2
votes

I've set up Laravel (5.5) queuing with Beanstalkd, and I'm using Supervisor. Laravel docs mention the following:

By pushing jobs to different queues, you may "categorize" your queued jobs and even prioritize how many workers you assign to various queues.

but it's never mentioned how to do that. If I have 2 queues on my beanstalkd connection, and I do the following:

php artisan queue:work beanstalkd --queue=high,low

That will always process ALL of the jobs from high before it processes anything from low, if I'm understanding the docs correctly:

To start a worker that verifies that all of the high queue jobs are processed before continuing to any jobs on the low queue, pass a comma-delimited list of queue names to the work command

Let's say my queues are called apprequests and emails.
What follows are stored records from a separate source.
Issue #953, opened 2024-05-10
Cookie Consent Alert


aboydnw:
## Context

We use cookies to track usage with google analytics. Instances that use google analytics should have a cookie banner to give users the option to reject cookies.

## Acceptance Criteria

- [ ] Given that an instance has turned on the cookie banner, when a user visits that dashboard and has not previously provided an explicit response to the cookie alert, then they are presented with a cookie alert
- [ ] Given a user visits an instance with the cookie alert who has not previously accepted the use of cookies when they ACCEPT cookies then we continue to track using google analytics 
- [ ] Given a user visits and instance with the cookie alert who has not previously accepted the use of cookies when they REJECT the use of cookies then we don't track their usage with google analytics
- [ ] Any links in the alert content open in new tabs
- [ ] If the user elects to close the alert without making an explicit selection, we assume that as a yes and continue collecting GA data, but ask the user again the next time they visit the site

## Related Tickets

- https://github.com/US-GHG-Center/veda-config-ghg/issues/162

aboydnw:
@snmln I made some tweaks to the AC based on the convo in the PR, let me know if anything looks out of place

snmln:
Linking PR: https://github.com/NASA-IMPACT/veda-ui/pull/1127

PR #1127, opened 2024-08-26
Creating cookie consent component 

snmln:
**Related Ticket:**[ Cookie Consent Form](https://github.com/orgs/NASA-IMPACT/projects/17/views/6?pane=issue&itemId=62543604)

### Description of Changes
USWDS Alert component used as a cookie consent form. This form should render on any page of the site if a user has not consented to the use of cookies. If a user _Accepts Cookies_ or _Declines Cookies_ a cookie will be made to catalog the response by the user. The cookie will expire after 3 months and the form will re-render for the user.

Figma Designs: https://www.figma.com/design/xaZSp74DKFGYm0k2w2BbVb/Shared-VEDA-file?node-id=0-1&t=wGNpe3xrUyLTU1pB-1

CookieConsent form is stored behind a feature flag to allow for each instance to opt in to leveraging the component. To turn the CookieConsentForm **ON** in the `veda-ui/.env` set `COOKIE_CONSENT_FORM='TRUE'`

To change contents of the consent form change the contents of `cookieConsentForm` within the `veda-ui/mock/veda.config.js` to reflect desired content. To add link in the content, it must be added in the following format `[Link text](URL)`

**Example prop:** 'We use cookies to enhance your browsing experience and to help us understand how our website is used. These cookies allow us to collect data on site usage and improve our services based on your interactions. To learn more about it, see our `[Privacy Policy](https://www.nasa.gov/privacy/#cookies)`'

### Validation / Testing
Run unit test CookieConsent.spec.js. To test in browser, run locally navigate to browser cookies you should see the following values for specific interactions: 
- **Decline Cookie:** {"responded":true,"answer":false}
- **Accept Cookie:** {"responded":true,"answer":true}
- **Close out:** {"responded":false,"answer":false}


aboydnw:
I think this looks great. Seeing this for me raises two questions:
1. Should we also include a close button? 
2. After somebody takes any of these actions, what happens next time they visit the site? Would they see the alert again or do we have a way of recognizing that they already answered the form?

Also, I know it's just content and not what you asked for feedback on, but should the Privacy Policy link open in a new tab?

snmln:
> I think this looks great. Seeing this for me raises two questions:
> 
> 1. Should we also include a close button?
> 2. After somebody takes any of these actions, what happens next time they visit the site? Would they see the alert again or do we have a way of recognizing that they already answered the form?
> 
> Also, I know it's just content and not what you asked for feedback on, but should the Privacy Policy link open in a new tab?

We can definitely introduce a close out button in the interface for those that would rather not respond. It does then prompt the question, do we interpret a close out of the interface as a _decline_ or an _non-answer_ and continue to collect the cookies from their session. Based on the Nasa.gov data privacy site (which is somewhat vague) I would interpret it as a non-answer and continue collecting: 

> Each NASA site using persistent cookies identifies itself as doing so. If you do not wish to have session or persistent cookies stored on your machine, you can turn them off in your browser. However, this may affect the functioning of some NASA Web sites.

As for the next time the user comes to the site, it depends on what type of cookie we are using if they are persistent cookies the user is good to go, no reoccurring interface on their end unless they delete their browsing history. We can grab that information via their browser during each session. As for opening a link in a new tab, yes the privacy link should open in a new tab, that is something we can note in the acceptance criteria once we move to development.

aboydnw:
> Based on the Nasa.gov data privacy site (which is somewhat vague) I would interpret it as a non-answer and continue collecting

That seems reasonable to me 👍

app/scripts/components/common/cookie-consent/index.scss
```diff
@@ -0,0 +1,8 @@
+.modal {
+    z-index: 999;
+    position: fixed;
+    max-width: 725px;
+    border-radius: 35px;
```
dzole0311, line 5: Could we use some of the radius classes from USWDS? https://designsystem.digital.gov/utilities/border/#utility-radius

dzole0311 (commented):
The POC looks great @snmln, welcome to the project!

app/scripts/components/common/cookie-consent/index.tsx
```diff
@@ -0,0 +1,127 @@
+import React, { useState, useEffect } from 'react';
+
+import {
+  Alert,
+  Button,
+  ButtonGroup,
+  Link,
+  Icon
+} from '@trussworks/react-uswds';
```
sandrahoang686, line 9: we have a `uswds` directory where instead of importing components directly from `uswds`, we create an abstraction layer and import them from this directory instead. This would help us visually identify right away what components we depend on from the DS. To decouple the DS component(s) quicker if need be. If any breaking changes is updated in the DS, we have the ability to just handle it in one place rather than multiple where direct imports are happening. Looks like we haven't been keeping to that standard though. Still early on, so i recommend we do.

app/scripts/components/common/cookie-consent/index.tsx
```diff
@@ -0,0 +1,127 @@
...
+}
+
+export const CookieConsent = ({
+  title,
+  copy,
+  onFormInteraction
+}: CookieConsentProps) => {
+  const [cookieConsentResponded, SetCookieConsentResponded] = useState(Boolean);
+  const [cookieConsentAnswer, SetCookieConsentAnswer] = useState(Boolean);
+  const [closeConsent, setCloseConsent] = useState(Boolean);
```
sandrahoang686, line 25: Interesting, never initialized state like this. Is there a benefit to doing it like this? Looked into it and looks like it'd just be more beneficial to be declarative. `const [cookieConsentResponded, SetCookieConsentResponded] = useState<boolean>(false);`

app/scripts/components/common/cookie-consent/index.tsx
```diff
@@ -0,0 +1,127 @@
...
+          </Link>
+        );
+        /* eslint-enable react/no-array-index-key */
+
+        return newItem;
+      }
+      return item;
+    });
+    return updatedContent;
+  };
```
sandrahoang686, line 63: could benefit from memoization here, dependencies on `copy`

parcel-resolver-veda/index.d.ts
```diff
@@ -334,6 +339,8 @@ declare module 'veda' {
   export const getBoolean: (variable: string) => boolean;
 
   export const getBannerFromVedaConfig: () => BannerData | undefined;
+  export const getCookieConsentFromVedaConfig: () => CookieConsentData;
```
hanbyul-here, line 342: Can the return value be undefined?

.env
```diff
@@ -13,4 +13,6 @@ API_STAC_ENDPOINT='https://staging.openveda.cloud/api/stac'
 GOOGLE_FORM = 'https://docs.google.com/forms/d/e/1FAIpQLSfGcd3FDsM3kQIOVKjzdPn4f88hX8RZ4Qef7qBsTtDqxjTSkg/viewform?embedded=true'
 
 FEATURE_NEW_EXPLORATION = 'TRUE'
-SHOW_CONFIGURABLE_COLOR_MAP = 'FALSE'
\ No newline at end of file
+COOKIE_CONSENT_FORM = 'TRUE'
```
hanbyul-here, line 16: If this is something that can be tweaked through `veda.config`,  another env flag here seems to be redundant. What do you think?

app/scripts/components/common/cookie-consent/index.scss
```diff
@@ -0,0 +1,24 @@
+.modal {
```
hanbyul-here, line 1: this style is breaking the style of other modals : ex. https://deploy-preview-1127--veda-ui.netlify.app/exploration?datasets=%5B%5D&taxonomy=%7B%7D

There are many ways to resolve this problem, but I wonder if this needs to be modal at all. (Considering modal usually includes the blocking of the rest of the screen.) What do you think? Was there any other component you considered using ?

app/scripts/components/common/cookie-consent/cookieConsent.spec.js
```diff
@@ -0,0 +1,60 @@
+import React from 'react';
```
hanbyul-here, line 1: 👏 Amazing! Thanks for putting the first spec test!

hanbyul-here (changes requested):
Thanks for putting the work on it 🙇 The main problem I found is this style is breaking the other modal's style: https://deploy-preview-1127--veda-ui.netlify.app/exploration?datasets=%5B%5D&taxonomy=%7B%7D  

I left a comment, but I wonder if it is a modal at all 🤔 Have you considered not using Modal at all? Especially since the component was not even used at all!

app/scripts/components/common/cookie-consent/index.scss
snmln: Oooh good catch! No there is no need for this to be named `modal` any longer I think that was just a naming convention issue. I have gone ahead and swapped the implementation to `id=cookie-consent`. As for other component we did look at a modal but out of the box the modals are very disruptive to the user experience as a whole and Fausto and I decided against pursuing that direction.

.env
snmln: I believe so, I think there is some confusion on my end concerning the relationship between the `veda-ui` and `veda-config` codebases and the ultimate implementation of the feature flags. I could probably benefit from a quick connect to correct some assumptions on my end.

app/scripts/components/common/cookie-consent/index.scss
```diff
@@ -0,0 +1,25 @@
+#cookie-consent{
```
hanbyul-here, line 1: Have you had a chance to familiarize yourself with utility functions (such as https://designsystem.digital.gov/utilities/display/, https://designsystem.digital.gov/design-tokens/z-index/ ) in USWDS? I think a lot of this custom style can be replaced with the USWDS utility class - and this will also give us some coherence on the units.

app/scripts/components/common/layout-root/index.tsx
```diff
@@ -35,17 +43,58 @@ const PageBody = styled.div`
 `;
 
 function LayoutRoot(props: { children?: ReactNode }) {
+  const useConsentForm = checkEnvFlag(process.env.COOKIE_CONSENT_FORM);
```
hanbyul-here, line 46: this is still using env variable. And I think your intention is to depend on veda config instead of env var?

app/scripts/components/common/layout-root/index.tsx
```diff
@@ -35,17 +43,58 @@ const PageBody = styled.div`
...
+
+  const readCookie = (name) => {
```
hanbyul-here, line 48: Any reason that this function is repeated in two files? 
https://github.com/NASA-IMPACT/veda-ui/pull/1127/files#diff-e42ad7e47cbcdcd4c87a29eea61c27201f72b653eb6484df90d4666f41682658R1
Since there is util file already, wouldn't it be better to consolidate these functions in util file?

app/scripts/components/common/layout-root/index.tsx
```diff
@@ -35,17 +43,58 @@ const PageBody = styled.div`
...
+      const cookie = readCookie('CookieConsent');
+      if (cookie != null) {
+        cookieContents = JSON.parse(cookie);
+
+        cookieContents.answer && setGoogleTagManager();
+
+        return cookieContents;
+      }
+    }
+    cookieContents = 'NO COOKIE';
```
hanbyul-here, line 72: I think this function can be written 

```

const getCookie = () => {
  const cookie = readCookie('CookieConsent');
  if (cookie) {
    const cookieContents = JSON.parse(cookie);
    if (cookieContents.answer)  setGoogleTagManager();
    return cookieContents;
  }
  return 'NO COOKIE';
};
```
(continuing in the comment below)

app/scripts/components/common/layout-root/index.tsx
```diff
@@ -35,17 +43,58 @@ const PageBody = styled.div`
...
+  }
+
+  const cookieConsentContent = getCookieConsentFromVedaConfig();
+  const showForm = () => {
+    getCookie();
```
hanbyul-here, line 77: ☝️  so this function can use the return value from getCookie without going outside of the function scope. What do you think?

app/scripts/components/common/layout-root/index.tsx
```diff
@@ -35,17 +43,58 @@ const PageBody = styled.div`
...
+
+    if (cookieContents === 'NO COOKIE') {
+      return true;
+    } else {
+      return !cookieContents.responded;
```
hanbyul-here, line 82: If the user says no to cookie usage, can we still save this information to cookie?

app/scripts/components/common/cookie-consent/index.tsx
```diff
@@ -0,0 +1,130 @@
...
+  copy?: string | undefined;
+  onFormInteraction: () => void;
+}
+
+export const CookieConsent = ({
+  title,
+  copy,
+  onFormInteraction
+}: CookieConsentProps) => {
+  const [cookieConsentResponded, SetCookieConsentResponded] =
```
hanbyul-here, line 24: I would like to learn more about where to save cookie consent prefrence. We have been saving the user preference on local storage so far - can you leave some notes about why we are using cookie for this case? Moreover, when user says no to cookie usage, can we save this info to cookie at all?

hanbyul-here (commented):
Thanks for working on it, I left some comments that hopefully helps you. + It will be good if you can review the code and clean up a bit (remove unnecessary comments etc.)

app/scripts/components/common/layout-root/index.tsx
snmln: This would fall under a strictly necessary cookie that is accepted by the GDPR rules: https://gdpr.eu/cookies/#:~:text=Cookie%20compliance,cookies%20except%20strictly%20necessary%20cookies.

app/scripts/components/common/layout-root/index.tsx
snmln: This was a change that fell through the cracks while rebasing. There should only be 1 instance of this function.

app/scripts/components/common/layout-root/index.tsx
snmln: 100% agree!

app/scripts/components/common/cookie-consent/index.scss
snmln: I did, but wasn't familiar with all of the available tokens. I will get those adjusted.

app/scripts/components/common/cookie-consent/index.tsx
snmln: We can change this to local storage if that is the existing pattern across the system. 

Based on what I could find through my original research, the prevailing pattern is to store the consent in a cookie since they require an expiration associated with the cookies. Allowing for redundancy when a user clears their cache and cookies they will be re-prompted with cookie consent interface. Because of the temporary nature it appears to be the primary storage method (while contradictory to the implied practice).

hanbyul-here:
As I mentioned in stand-up let's merge this after v5.8.0 goes out. But there are several improvements that I'd like to note
(This PR is already pretty big, so these things can be followed up as separate PRs.)


1. Currently, the scripts that check cookies run every time a new page loads which I am not sure if it is necessary.

2. (might be related to 1.) I feel like Layout component is doing too much of cookie-related works, which should not be a part of layout's job. It might be slightly complicated in real life since it is layout's job to decide whether to render a specific component or not. But maybe there is something in the middle ground. 

3. (This is partially my fault that I rushed the change) Banner and CookieConsent expects different forms for its content, Banner expects html and CookieConsent expects markdown. I am fine with either of them, but we should consolidate them.

aboydnw:
@snmln can you create a ticket in veda-ui to represent this followup work? Might be good practice, and I can help you fill out any metadata on the ticket if you have questions

snmln:
> @snmln can you create a ticket in veda-ui to represent this followup work? Might be good practice, and I can help you fill out any metadata on the ticket if you have questions

Of course!

snmln:
> > @snmln can you create a ticket in veda-ui to represent this followup work? Might be good practice, and I can help you fill out any metadata on the ticket if you have questions
> 
> Of course!

@aboydnw  I have gone ahead and create 2 tickets to reflect the work: 
[Cookie Consent - fast follow](https://github.com/NASA-IMPACT/veda-ui/issues/1170)
[Cookie Consent - Clean up](https://github.com/orgs/NASA-IMPACT/projects/17/views/6?pane=issue&itemId=80952423)

Please let me know if I need to adjust any tagging or anything else for these tickets.

aboydnw:
Thanks @snmln . I wonder if the action of merging this PR is covered by #953 that is In Review right now, then we wouldn't need #1170 and can schedule #1171 for an upcoming sprint

What do you think?

snmln:
@aboydnw I agree with that plan! I will go ahead and delete https://github.com/NASA-IMPACT/veda-ui/issues/1170

hanbyul-here (approved):
I found an error that I didn't use the constant for setting cookie ! I pushed a fix for it: https://github.com/NASA-IMPACT/veda-ui/pull/1127/commits/9356b8750f8dbc2230b7bcb3d8bf91a8f2de35f4

I think this should be an ok status to merge, but I touched it too much at this point 😅 so please take time to test the functionality before merging.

How would I go about adding 1 dedicated worker for emails queue which won't care about the apprequests queue, and then 4 workers for the apprequests queue?

Here's my Supervisor laravel_worker.conf config:

[program:laravel-worker]
process_name=%(program_name)s_%(process_num)02d
command=php /var/www/my_app/artisan queue:work beanstalkd --queue=apprequests --timeout=330
autostart=true
autorestart=true
user=root
numprocs=4
redirect_stderr=true
stdout_logfile=/var/www/my_app/worker.log

Am I right to assume that I can just add another Supevisor config, for example laravel_email_worker.conf, with this command - command=php /var/www/my_app/artisan queue:work beanstalkd --queue=emails --timeout=30 and set numprocs to 1, and that should dedicate 1 worker to my emails queue which will process jobs from that queue regardless of the apprequests queue, or am I going all wrong about this?

1

1 Answers

2
votes

Yes, you can do as you wrote. You can set up one process that will look at email queue jobs and 4 processed that will look at apprequests queue.

But you might be also interested in Laravel Horizon that uses Redis as queue driver and can be set up to auto balance queue to increase number of workers for certain queues depending on current load.